**What to work on:** For each line of the data below, copy it if it holds the word "meaning".

·····

PR #900, opened 2018-01-04
Index mutations by domainID

gdbelvin:
This PR switches the mutation storage table from using `mapID` as the primary mutation key and replaces it with `domainID`.  This achieves a slightly cleaner abstraction and brings internal and external APIs into alignment.


gdbelvin:
This PR has been rebased and is ready for a second (much cleaner) look

PR #903, opened 2018-01-08
Separate queue from mutation storage

### LINKED ISSUE #902: Separate Queue from Mutation Storage
During an engineering review it was pointed out that a performance bottleneck was introduced when the queue and mutation storage were combined.  The queue's ability to absorb traffic would be greatly increased if we removed the strict ordering requirement from it.

gdbelvin:
Prior to this PR, mutations were de facto sequenced by the storage layer (via AUTOINCREMENT). 
This artificial combining of the queue and mutation storage introduced a bottleneck and some dual-purpose interfaces. 

This PR cleanly separates the queue from mutation storage. As a result:
- We are no longer bound by an `AUTOINCREMENT` field, which removes the bottleneck. 
- We no longer need to save a high watermark in the `SignedMapHead`
- The queue no longer needs to keep track of where it started. By definition now, anything in the queue has not yet been delivered.  

closes #902


core/fake/mutation_storage.go
```diff
@@ -16,50 +16,50 @@ package fake
...
+	"fmt"
 
 	pb "github.com/google/keytransparency/core/api/v1/keytransparency_proto"
-	"github.com/google/keytransparency/core/mutator"
 )
 
 // MutationStorage implements mutator.Mutation
 type MutationStorage struct {
-	mtns map[string][]*pb.EntryUpdate
+	// mtns[DomainID][Epoch]
```
phad: remove commented-out code?

phad: Or are you hinting at the values to be used for the string and int64 keys?

core/fake/mutation_storage.go
```diff
@@ -16,50 +16,50 @@ package fake
...
-	// Adjust end.
-	if end-start > int64(pageSize) {
-		end = start + int64(pageSize)
+	mutationList, ok := domain[revision]
+	if !ok {
+		return 0, nil, fmt.Errorf("DomainID: %v, revision %v not found", domainID, revision)
 	}
-	if end > int64(len(m.mtns[domainID])) {
-		end = int64(len(m.mtns[domainID]))
+	if got, want := int(start), len(mutationList); got >= want {
```
phad: I think the 'got' / 'want' idiom obscures the intent of your code.
I wouldn't use it outside of test code personally.

core/fake/mutation_storage.go
```diff
@@ -16,50 +16,50 @@ package fake
...
-	mutations := make([]*pb.Entry, 0, len(entryUpdates))
-	for _, e := range entryUpdates {
-		mutations = append(mutations, e.Mutation)
+	end := int(start) + int(pageSize)
+	if end > len(mutationList) {
+		end = len(mutationList)
 	}
-	return end, mutations, nil
+	mutations := mutationList[int(start):end]
+	return start + int64(len(mutations)), mutations, nil
```
phad: How about returning: `int64(end), mutations, nil` ?
If start + pageSize > end, then you've calculated how to clip end already.

core/keyserver/epochs.go
```diff
@@ -126,8 +120,8 @@ func (s *Server) ListMutations(ctx context.Context, in *pb.ListMutationsRequest)
 	}
 
 	nextPageToken := ""
-	if len(mutations) == int(in.PageSize) && maxSequence != highestSeq {
-		nextPageToken = fmt.Sprintf("%d", maxSequence)
+	if len(mutations) == int(in.PageSize) {
+		nextPageToken = fmt.Sprintf("%d", max+1)
```
phad: Has the meaning of max returned from ReadPage changed?  if not why the +1 here?

core/keyserver/epochs_test.go
```diff
@@ -38,47 +36,32 @@ const (
 	domainID = "domain"
 )
 
-func updates(t *testing.T, start, end int) []*pb.EntryUpdate {
-	if start > end {
-		t.Fatalf("start=%v > end=%v", start, end)
-	}
-	kvs := make([]*pb.EntryUpdate, 0, end-start)
+func genMutations(start, end int) []*pb.Entry {
+	mutations := make([]*pb.Entry, 0, end-start)
```
phad: Happy to just let this crash if `start` > `end`?

core/keyserver/epochs_test.go
```diff
@@ -38,47 +36,32 @@ const (
...
+			return err
 		}
-	}
-	tmap.SetLeaves(ctx, &tpb.SetMapLeavesRequest{
-		Metadata: mustMetadataAsAny(t, &pb.MapperMetadata{
-			HighestFullyCompletedSeq: int64(end),
-		}),
-	})
-}
+		tmap.SetLeaves(ctx, &tpb.SetMapLeavesRequest{})
```
phad: Is this still needed?

core/keyserver/epochs_test.go
```diff
@@ -38,47 +36,32 @@ const (
...
-	for _, kv := range kvs {
-		if _, err := mutations.Write(ctx, domainID, kv); err != nil {
-			t.Fatalf("mutations.Write failed: %v", err)
+func prepare(ctx context.Context, domainID string, m mutator.MutationStorage, tmap *fake.MapServer) error {
+	for _, rev := range []struct {
+		epoch      int64
+		start, end int
+	}{
+		{epoch: 1, start: 1, end: 6},
+		{epoch: 2, start: 7, end: 10},
```
phad: This table of epoch/start/end values look like test data but aren't part of the tests that follow.
  Should the table be passed in?

core/fake/mutation_storage.go
gdbelvin: It was meant as a comment. I've converted it now to english text.

core/fake/mutation_storage.go
gdbelvin: I was originally using `got` and `want` inside the if block, but now that that's no longer the case, you're right, it obscures the code's meaning.

core/fake/mutation_storage.go
gdbelvin: Great idea.

core/keyserver/epochs_test.go
gdbelvin: The meaning has indeed changed.  
`ReadPage` used to return the interval `(start, end]`, which is a bit odd, but served our purposes when we were using a high water mark.  Now it returns `[start, start+pageSize]`. As a result, we need to add 1 to fetch the next page.  Is there a better way of doing this?

core/keyserver/epochs_test.go
gdbelvin: I've moved this to the test itself.

core/keyserver/epochs_test.go
gdbelvin: SetLeaves advances the revision number. I'll add a comment.

gdbelvin:
Ready for another look

core/fake/mutation_storage.go
```diff
@@ -44,15 +44,14 @@ func (m *MutationStorage) ReadPage(_ context.Context, domainID string, revision,
 	if !ok {
 		return 0, nil, fmt.Errorf("DomainID: %v, revision %v not found", domainID, revision)
 	}
-	if got, want := int(start), len(mutationList); got >= want {
+	if int(start) > len(mutationList) {
```
phad: This has changed from `>=` to `>`  -- which is correct?

gdbelvin: It turns out that they are almost equivalent. 
```
mutationList[len(mutationlist):] = [] ~= nil
```

I think returning `[]` makes a little more sense though, so I'll keep it as is.

PR #911, opened 2018-01-22
Setup integration tests for dependency injection.

gdbelvin:
This PR removes the `/integration` directory and creates 
- `core/integration` - integration test functions and `*Env`.
- `impl/integration` - integration test runner and concrete implementation of `*Env`

This allows other implementations to also run the integration tests with their own `*Env` implementations.


integration/env.go
```diff
@@ -125,24 +112,24 @@ func NewEnv(t *testing.T) *Env {
...
-		t.Fatalf("Failed to load vrf pubkey: %v", err)
+		return nil, fmt.Errorf("env: Failed to load vrf pubkey: %v", err)
 	}
 
 	// Common data structures.
-	mutations, err := mutationstorage.New(sqldb)
+	mutations, err := mutationstorage.New(db)
 	if err != nil {
-		log.Fatalf("Failed to create mutations object: %v", err)
+		log.Fatalf("env: Failed to create mutations object: %v", err)
```
phad: Could this one be Errorf() like the previous ones you changed?

integration/main_test.go
```diff
@@ -0,0 +1,43 @@
...
+	"testing"
+
+	"github.com/google/trillian/storage/testdb"
+)
+
+// TestIntegration runs all KeyTransparency integration tests.
+func TestIntegration(t *testing.T) {
+	// We can only run the integration tests if there is a MySQL instance available.
+	if provider := testdb.Default(); !provider.IsMySQL() {
+		t.Skipf("Skipping map integration test, SQL driver is %v", provider.Driver)
```
phad: s/map/KT/  ?

integration/env.go
gdbelvin: yep, missed that one.

integration/main_test.go
gdbelvin: yep

PR #914, opened 2018-01-26
Fix integration tests

gdbelvin:
This PR follows the API changes in google/trillian#951

### DIFF
--- a/core/fake/trillian_log_client.go
+++ b/core/fake/trillian_log_client.go
@@ -33,33 +33,33 @@ func NewTrillianLogClient() *LogServer {
 }
 
 // QueueLeaf increments the size of the tree.
-func (l *LogServer) QueueLeaf(ctx context.Context, in *tpb.QueueLeafRequest, opts ...grpc.CallOption) (*tpb.QueueLeafResponse, error) {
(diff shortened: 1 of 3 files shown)


core/fake/trillian_log_client.go
```diff
@@ -68,21 +68,26 @@ func (l *LogServer) GetLatestSignedLogRoot(ctx context.Context, in *tpb.GetLates
 }
 
 // GetSequencedLeafCount is not implemented.
-func (l *LogServer) GetSequencedLeafCount(ctx context.Context, in *tpb.GetSequencedLeafCountRequest, opts ...grpc.CallOption) (*tpb.GetSequencedLeafCountResponse, error) {
+func (*LogServer) GetSequencedLeafCount(context.Context, *tpb.GetSequencedLeafCountRequest, ...grpc.CallOption) (*tpb.GetSequencedLeafCountResponse, error) {
 	panic("not implemented")
```
Martin2112: Unrelated to PR but should these return a canonical Unimplemented error rather than panic?

gdbelvin: Hmm.  Good point.  
I'm about to delete this in the next PR though.

PR #1038, opened 2020-09-02
ETDs now have mods title and no longer rely on properties.

jcoyne:
## Why was this change made?

The ETD project has recently undergone updates where the properties are stored in a database and not fedora.  The object is given a proper mods title when it is registered in the SDR.

Test suite.


ndushay (approved):
WFM.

·····

**Response for this exercise:**
phad: Has the meaning of max returned from ReadPage changed?  if not why the +1 here?
gdbelvin: I was originally using `got` and `want` inside the if block, but now that that's no longer the case, you're right, it obscures the code's meaning.
gdbelvin: The meaning has indeed changed.  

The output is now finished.